By Aaron Smith, staff writer

NEW YORK ( -- The biotech giant Amgen said it will cut its staff by up to 14 percent and lower its guidance because of low revenues from Aranesp, one of its top-selling drugs.

Amgen (down $0.73 to $50.59, Charts, Fortune 500), based in Thousand Oaks, Calif., dropped its adjusted earnings guidance for 2007 to a range of $4.13 to $4.23 per share, from $4.28 a share.

Amgen said the staff cuts, of up to 2,600 employees, would be completed in 2008 and result in pre-tax savings of up to $1.3 billion for that year. The biotech said pre-tax restructuring charges of up to $700 million are expected.
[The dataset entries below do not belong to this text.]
PR #515, opened 2022-08-17
Fix to one of the Showcase differences

jskeet:
With this change in place, it's fine to have a service called Xyz which contains an RPC also called Xyz.


viacheslav-rostovtsev (approved):
LGTM

PR #521, opened 2022-08-31
tests: Update test dependencies.

amanda-tarafa:


jskeet (approved):
This would be much simpler if we didn't generate tests ;)

PR #647, opened 2020-09-28
Increase supported sample rate in fileoutput and testsink by 10x

srcejon:
This PR increases the supported sample rates in the file output and test sink plugins by 10x from 9MSa/s to 90MSa/s. This is needed because I'm testing a modulator plugin that requires a sample rate greater than 9MSa/s.


f4exb:
And... does it really work at 90 MS/s ?

f4exb:
Thanks for your input 90 MS/s is indeed very fast so I would have been surprised that it would work with any classical hardware.

PR #651, opened 2020-10-02
Remove SDRGUI_API to allow linking on Windows

srcejon:
The current head fails to link on Windows for me, with:

webapiadaptersrv.obj : error LNK2001: unresolved external symbol "__declspec(dllimport) public: int __cdecl FeatureSet:
:getNumberOfFeatures(void)const " (__imp_?getNumberOfFeatures@FeatureSet@@QEBAHXZ) 

Removing SDRGUI_API from the class declaration fixes it.

(I'm not sure why your automated Windows build doesn't have the same problem too?)

### DIFF
--- a/sdrsrv/feature/featureset.h
+++ b/sdrsrv/feature/featureset.h
@@ -28,7 +28,7 @@ class Feature;
 class FeatureSetPreset;
 class WebAPIAdapterInterface;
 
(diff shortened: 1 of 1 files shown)


f4exb:
You should also remove #include "export.h"

Issue #617, opened 2020-08-26
USRP radio support via SoapyUHD


srcejon:
Ettus USRP radios (such as the B210) can be made to work with SDRangel on Linux via SoapyUHD.

Below, I try to build it in the same way as the other modules on: https://github.com/f4exb/sdrangel/wiki/Compile-from-source-in-Linux

Compile UHD from source, based on: https://files.ettus.com/manual/page_build_guide.html
```
sudo apt-get install libboost-all-dev libusb-1.0-0-dev python-mako doxygen python-docutils cmake build-essential
cd /opt/build
git clone https://github.com/EttusResearch/uhd.git
cd uhd/host
mkdir build
cd build
cmake -DCMAKE_INSTALL_PREFIX=/opt/install/uhd ../
make 
make install
/opt/install/uhd/lib/uhd/utils/uhd_images_downloader.py
# The following aren't required if installed to /
echo /opt/install/uhd/lib | sudo dd of=/etc/ld.so.conf.d/uhd.conf
sudo ldconfig
export PKG_CONFIG_PATH=$PKG_CONFIG_PATH:/opt/install/uhd/lib/pkgconfig
# Enable USB access from user accounts
cd /opt/install/uhd/lib/uhd/utils
sudo cp uhd-usrp.rules /etc/udev/rules.d/
sudo udevadm control --reload-rules
sudo udevadm trigger
```

Build SoapyUHD:
```
cd /opt/build
git clone https://github.com/pothosware/SoapyUHD.git
cd SoapyUHD
mkdir build; cd build
cmake -DCMAKE_INSTALL_PREFIX=/opt/install/SoapySDR ..
make
make install
```

With that, I have the USRP USB B210 channel 0 working for RX and TX in SDRangel 👍 

Channel 1 fails with:
terminate called after throwing an instance of 'uhd::runtime_error'
  what():  RuntimeError: Invalid recv stream command - stream now on multiple channels in a single streamer will fail to time align.

Most of the device specific settings seem to work. E.g. AGC, bus format, SR etc. One strange thing is when clearing the 'Auto DC corr' checkbox, the 'Global gain' is set to 0, ignoring what value it is set to. It gets the correct value when the checkbox is set though.

srcejon:
USRP radios can also work on Windows via Soapy. Instructions for getting that working are here: https://groups.io/g/sdrangel/message/1473

srcejon:
There are a few other issues:

[...]

PR #652, opened 2020-10-03
Add USRP radio source & sink plugins

srcejon:
This PR adds USRP sample source and sink plugins, adding support for these https://www.ettus.com/products/ SDRs.
Tested with a B210 on Windows and Linux, but should work with other devices. Seems to work better than the SoapySDR plugin, which crashes a lot. It requires the UHD library.


srcejon:
I've added the UHD library to sdrangel-windows-library project.
On Linux, UHD can be built as described here: https://github.com/f4exb/sdrangel/issues/617 and then when running cmake pass -DUHD_DIR=/opt/install/uhd

srcejon:
It seems the Linux build is failing due to a missing Python module called mako.

According to UHD build instructions, https://files.ettus.com/manual/page_build_guide.html, this is just required at build time.

This can be installed with 'sudo apt install python3-pip' then 'pip3 install mako'

Might also need:

pip3 install requests 
pip3 install numpy

The Windows build needs: https://github.com/f4exb/sdrangel-windows-libraries/pulls

f4exb:
It's a pity that some hardware support libraries have dependencies that have nothing to do with the actual interface. 

However adding python-mako and maybe python-cheetah to the list here: https://github.com/f4exb/sdrangel/blob/master/.appveyor.yml#L67 should suffice. 

For Windows it may indeed be easier to use pre-built binaries.

Alternatively the UHD support can be excluded from package builds and available only if compiled from source.

srcejon:
Thanks, I'll take a look.

For Windows, I have added the binary release to sdrangel-windows-libraries

srcejon:
Sorry, a bit of trial-and-error there. It works, but very close to 1h.

I see Debian actually has a pre-built UHD package that just can be installed with 'sudo apt-get install libuhd-dev'. That would speed it up, but I don't know how you prefer to manage the dependencies.

f4exb:
Yes for the package build it could be better to use the Debian package libuhd-dev.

Amgen's stock has fallen 25 percent year-to-date, squeezed by concerns over the safety of Aranesp, a blockbuster used in conjunction with chemotherapy to offset the depletion of red blood cells.

In March, the FDA heightened warning labels for Aranesp and another Amgen drug, Epogen, as well as Johnson & Johnson's (up $0.17 to $61.30, Charts, Fortune 500) competing drug Procit, saying that these drugs could have sometimes-fatal side effects.

Amgen and Epogen sales totaled $6.6 billion in 2006.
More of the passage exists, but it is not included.